Copy every line of the data that includes the string "shown".

__Materials provided__
____________________

PR #1294, opened 2024-11-13
Misc type annotations

Carreau:
Extracted from #1272

### DIFF
--- a/ipykernel/kernelapp.py
+++ b/ipykernel/kernelapp.py
@@ -54,6 +54,7 @@ from .iostream import IOPubThread
 from .ipkernel import IPythonKernel
 from .parentpoller import ParentPollerUnix, ParentPollerWindows
 from .shellchannel import ShellChannelThread
+from .thread import BaseThread
 from .zmqshell import ZMQInteractiveShell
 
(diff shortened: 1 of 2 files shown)


ipykernel/kernelapp.py
```diff
@@ -142,9 +143,10 @@ class IPKernelApp(BaseIPythonApplication, InteractiveShellApp, ConnectionFileMix
     debug_shell_socket = Any()
     stdin_socket = Any()
     iopub_socket = Any()
-    iopub_thread = Any()
-    control_thread = Any()
-    shell_channel_thread = Any()
+
+    iopub_thread: BaseThread
```
minrk, line 147: I think these still need to be defined as traits, e.g. `: BaseThread = Any()` or perhaps even `Instance(BaseThread, allow_none=True)`.

Carreau: I think that will need a `# type: ignore[assign]` as well, or mypy will be unhappy

Carreau:
Updated, and fixed the corresponding error shown by mypy.

minrk:
Thanks!

Carreau:
thanks for the review and merge !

____________________

__Response box__
(diff shortened: 1 of 2 files shown)
Updated, and fixed the corresponding error shown by mypy.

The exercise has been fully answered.